*** Opening of Input data ***

PR #6489, opened 2016-09-08
WIP: Complex type metadata

ajcvickers:
Note: this is not a PR that will be merged

This is a work-in-progress PR containing some of the Complex Type metadata ideas that we have discussed. Ideas and feedback welcome.

@divega @rowanmiller @AndriySvyryd @anpete @bricelam


src/Microsoft.EntityFrameworkCore/Metadata/IProperty.cs
```diff
@@ -1,78 +1,21 @@
...
-        bool RequiresValueGenerator { get; }
-
-        /// <summary>
-        ///     Gets a value indicating whether this is a shadow property. A shadow property is one that does not have a
-        ///     corresponding property in the entity class. The current value for the property is stored in
-        ///     the <see cref="ChangeTracker" /> rather than being stored in instances of the entity class.
+        ///     TODO: ComplexType docs
         /// </summary>
-        bool IsShadowProperty { get; }
+        new IEntityType DeclaringType { get; }
```
AndriySvyryd: I think this is redundant with DeclaringEntityType

src/Microsoft.EntityFrameworkCore/Metadata/IMutableProperty.cs
```diff
@@ -14,62 +12,16 @@ namespace Microsoft.EntityFrameworkCore.Metadata
...
-        /// </summary>
-        new ValueGenerated ValueGenerated { get; set; }
-
-        /// <summary>
-        ///     Gets or sets a value indicating whether or not this property can be modified before the entity is
-        ///     saved to the database. If true, an exception will be thrown if a value is assigned to
-        ///     this property when it is in the <see cref="EntityState.Added" /> state.
-        /// </summary>
-        new bool IsReadOnlyBeforeSave { get; set; }
+        new IMutableEntityType DeclaringType { get; }
```
AndriySvyryd: Redundant?

src/Microsoft.EntityFrameworkCore/Metadata/IMutableStructuralType.cs
```diff
@@ -0,0 +1,65 @@
...
+
+        /// <summary>
+        ///     TODO: ComplexType docs
+        /// </summary>
+        IMutableComplexTypeReference RemoveComplexTypeReference([NotNull] string name);
+
+        /// <summary>
+        ///     TODO: ComplexType docs
+        /// </summary>
+        void PropertyMetadataChanged();
```
AndriySvyryd: This shouldn't be part of the interface

src/Microsoft.EntityFrameworkCore/Metadata/IProperty.cs
ajcvickers: It is redundant in the sense that it is always the same thing as the DeclaringEntityType, but it's always going to be there because it comes from the base interface, and since it is always going to be there and we know it will be an IEntityType, then it makes sense to me to redefine it as such.

src/Microsoft.EntityFrameworkCore/Metadata/IMutableStructuralType.cs
ajcvickers: Will move.

src/Microsoft.EntityFrameworkCore/Metadata/IComplexPropertyUsage.cs
```diff
@@ -0,0 +1,27 @@
...
+    /// <summary>
+    ///     Usage of a complex property in an entity type
+    ///     TODO: ComplexType docs
+    /// </summary>
+    public interface IComplexPropertyUsage : IStructuralProperty, IPropertyBase
+    {
+        /// <summary>
+        ///     TODO: ComplexType docs
+        /// </summary>
+        new IComplexType DeclaringType { get; }
```
AndriySvyryd: This seems confusing, the declaring type should be the entity type while the complex type would be the defining type. It's also redundant since you can get the defining complex type from DefiningProperty

ajcvickers: I guess it depends what we decide "DeclaringType" means in this case. It's redundant in either case because the entity type can be obtained from the ComplexTypeUsage

src/Microsoft.EntityFrameworkCore/Metadata/IProperty.cs
ajcvickers: Extension properties don't exist...

ajcvickers: But in principal I agree that if we decide we can rename DeclaringEntityType, then it cleans things up.

src/Microsoft.EntityFrameworkCore/Metadata/IComplexPropertyUsage.cs
AndriySvyryd: DeclaringType should always be the least derived type that returns this instance in .GetProperties()

---
In reply to: [78063653](https://github.com/aspnet/EntityFramework/pull/6489#discussion_r78063653) [](ancestors = 78063653)

ajcvickers: I can go with that.

src/Microsoft.EntityFrameworkCore/Metadata/IProperty.cs
AndriySvyryd: Yes, also if we didn't do any of what I proposed we would also need to hide it in INavigation and IMutableNavigation

---
In reply to: [78064211](https://github.com/aspnet/EntityFramework/pull/6489#discussion_r78064211) [](ancestors = 78064211)

src/Microsoft.EntityFrameworkCore/Metadata/IMutableStructuralType.cs
```diff
@@ -0,0 +1,65 @@
...
+    {
+        /// <summary>
+        ///     TODO: ComplexType docs
+        /// </summary>
+        new IMutableModel Model { get; }
+
+        /// <summary>
+        ///     TODO: ComplexType docs
+        /// </summary>
+        IMutableStructuralProperty AddProperty([NotNull] string name, [NotNull] Type propertyType, bool shadow);
```
AndriySvyryd: Not directly related to the current changes, but I think this should be split into 3 overloads:
1. With only 2 parameters that adds a shadow property
2. With a PropertyInfo parameter that adds  a non-shadow property that later could also have a FieldInfo
3. With a FieldInfo parameter that adds a non-shadow property without a PropertyInfo

This would be more in-line with the explicitness of this layer

src/Microsoft.EntityFrameworkCore/Metadata/IProperty.cs
```diff
@@ -1,78 +1,21 @@
...
         /// <summary>
-        ///     Gets a value indicating whether this property is used as a concurrency token. When a property is configured
-        ///     as a concurrency token the value in the database will be checked when an instance of this entity type
-        ///     is updated or deleted during <see cref="DbContext.SaveChanges()" /> to ensure it has not changed since
-        ///     the instance was retrieved from the database. If it has changed, an exception will be thrown and the
-        ///     changes will not be applied to the database.
+        ///     TODO: ComplexType docs
         /// </summary>
-        bool IsConcurrencyToken { get; }
+        new string Name { get; }
```
AndriySvyryd: Is this required?

src/Microsoft.EntityFrameworkCore/Metadata/IComplexPropertyUsage.cs
```diff
@@ -0,0 +1,27 @@
+// Copyright (c) .NET Foundation. All rights reserved.
+// Licensed under the Apache License, Version 2.0. See License.txt in the project root for license information.
+
+namespace Microsoft.EntityFrameworkCore.Metadata
+{
+    /// <summary>
+    ///     Usage of a complex property in an entity type
+    ///     TODO: ComplexType docs
+    /// </summary>
+    public interface IComplexPropertyUsage : IStructuralProperty, IPropertyBase
```
AndriySvyryd: Shouldn't this derive from IProperty instead?

src/Microsoft.EntityFrameworkCore/Metadata/IProperty.cs
ajcvickers: Will remove

src/Microsoft.EntityFrameworkCore/Metadata/IComplexPropertyUsage.cs
ajcvickers: Yep.

src/Microsoft.EntityFrameworkCore/Metadata/IComplexTypeUsage.cs
```diff
@@ -0,0 +1,45 @@
...
+using System.Collections.Generic;
+using JetBrains.Annotations;
+
+namespace Microsoft.EntityFrameworkCore.Metadata
+{
+    /// <summary>
+    ///     A referene to a usage of a complex type in an entity or complex type
+    ///     TODO: ComplexType docs
+    /// </summary>
+    public interface IComplexTypeUsage : IPropertyBase
```
AndriySvyryd: This should be renamed to IComplexTypeReferenceUsage

src/Microsoft.EntityFrameworkCore/Metadata/Internal/ComplexPropertyUsage.cs
```diff
@@ -0,0 +1,213 @@
...
+using JetBrains.Annotations;
+using Microsoft.EntityFrameworkCore.Internal;
+
+namespace Microsoft.EntityFrameworkCore.Metadata.Internal
+{
+    /// <summary>
+    ///     This API supports the Entity Framework Core infrastructure and is not intended to be used
+    ///     directly from your code. This API may change or be removed in future releases.
+    /// </summary>
+    public class ComplexPropertyUsage : StructuralProperty, IMutableComplexPropertyUsage
```
AndriySvyryd: If this derived from Property it would have little logic in it

src/Microsoft.EntityFrameworkCore/Metadata/IComplexTypeUsage.cs
ajcvickers: Yes, except that is very long. :-)

src/Microsoft.EntityFrameworkCore/Metadata/Internal/ComplexPropertyUsage.cs
ajcvickers: I'll look into it.

src/Microsoft.EntityFrameworkCore/Metadata/Internal/ComplexTypeUsage.cs
```diff
@@ -0,0 +1,238 @@
...
+        ///     This API supports the Entity Framework Core infrastructure and is not intended to be used
+        ///     directly from your code. This API may change or be removed in future releases.
+        /// </summary>
+        public virtual EntityType DeclaringEntityType { get; }
+
+        /// <summary>
+        ///     This API supports the Entity Framework Core infrastructure and is not intended to be used
+        ///     directly from your code. This API may change or be removed in future releases.
+        /// </summary>
+        public virtual PropertyIndexes PropertyIndexes
```
AndriySvyryd: This should need less indexes, perhaps we should use a smaller type to store them. Same for Navigation indexes

src/Microsoft.EntityFrameworkCore/Metadata/IComplexTypeUsage.cs
AndriySvyryd: That hasn't stopped us before

---
In reply to: [78074234](https://github.com/aspnet/EntityFramework/pull/6489#discussion_r78074234) [](ancestors = 78074234)

src/Microsoft.EntityFrameworkCore/Metadata/Internal/ComplexTypeUsage.cs
ajcvickers: I was thinking about that. They may need only the basic index, possibly with shadowIndex too. Navigations require a basic index and a relationship index.

src/Microsoft.EntityFrameworkCore/Metadata/Internal/ComplexPropertyDefinition.cs
```diff
@@ -0,0 +1,138 @@
...
+        }
+
+        /// <summary>
+        ///     This API supports the Entity Framework Core infrastructure and is not intended to be used
+        ///     directly from your code. This API may change or be removed in future releases.
+        /// </summary>
+        protected override bool DefaultIsReadOnlyAfterSave
+            // TODO: Check is used in any key
+            => (ValueGenerated == ValueGenerated.OnAddOrUpdate)
+               && !IsStoreGeneratedAlways;
```
AndriySvyryd: The definition shouldn't have any logic for the defaults as the values it's using might not be the same as on the usage

AndriySvyryd: I think it would make more sense to make the properties on IComplexPropertyDefinition nullable so they are only used when set, this way we don't need to come up with some arbitrary default value

---
In reply to: [78076928](https://github.com/aspnet/EntityFramework/pull/6489#discussion_r78076928) [](ancestors = 78076928)

AndriySvyryd: This shows why it's semantically incorrect to derive IComplexPropertyDefinition from IStructuralProperty even though they are structurally compatible

---
In reply to: [78077484](https://github.com/aspnet/EntityFramework/pull/6489#discussion_r78077484) [](ancestors = 78077484,78076928)

ajcvickers: I'm not sure what is best for this whole thing. For example, if I make the definition of the property explicitly nullable, but some uses are in keys, then do those usages just ignore that the definition was set nullable? Or should it throw immediately? Or in validation?

ajcvickers: I think if we don't do this then we have to ask what IStructuralProperty is for, or indeed what the definitions are for. If I want to set the max length of any string property to some value, then if the way I do that is to traverse all usages of the property, then why have this? And if the answer is for query, then when used in the context of a query it surely is a structural property; it just doesn't belong to an entity type.

AndriySvyryd: I think we don't need IStructuralProperty or IStructuralType. The definition provides the defaults, so you don't have to traverse all the usages.
The usage implementation of IsNullable would be _isNullable ?? DefiningProperty.IsNullable ?? DefaultIsNullable

---
In reply to: [78080907](https://github.com/aspnet/EntityFramework/pull/6489#discussion_r78080907) [](ancestors = 78080907)

ajcvickers: But then I have to write the code twice--once for setting the default on the entity types, and again for setting the default on the complex type definitions.

AndriySvyryd: What do you mean? Are you speaking as a user or as the implementer?

---
In reply to: [78082310](https://github.com/aspnet/EntityFramework/pull/6489#discussion_r78082310) [](ancestors = 78082310)

ajcvickers: User
```C#
foreach (var structuralType in model.GetStructuralTypes())
{
    foreach (var structuralProperty in structuralType.GetProperties())
    {
        if (structuralProperty.ClrType == typeof(string))
        {
            structuralProperty.SetMaxLength(100);
        }
    }
}
```

AndriySvyryd: We've discussed this, doing it on GetEntityTypes will have the same result, unless you add a new ComplexTypeReferenceUsage after this

---
In reply to: [78083880](https://github.com/aspnet/EntityFramework/pull/6489#discussion_r78083880) [](ancestors = 78083880)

*** Close of Input data ***

The task:
Look through the material and report how many of its lines hold the string "github", giving the number only.

Result below:
8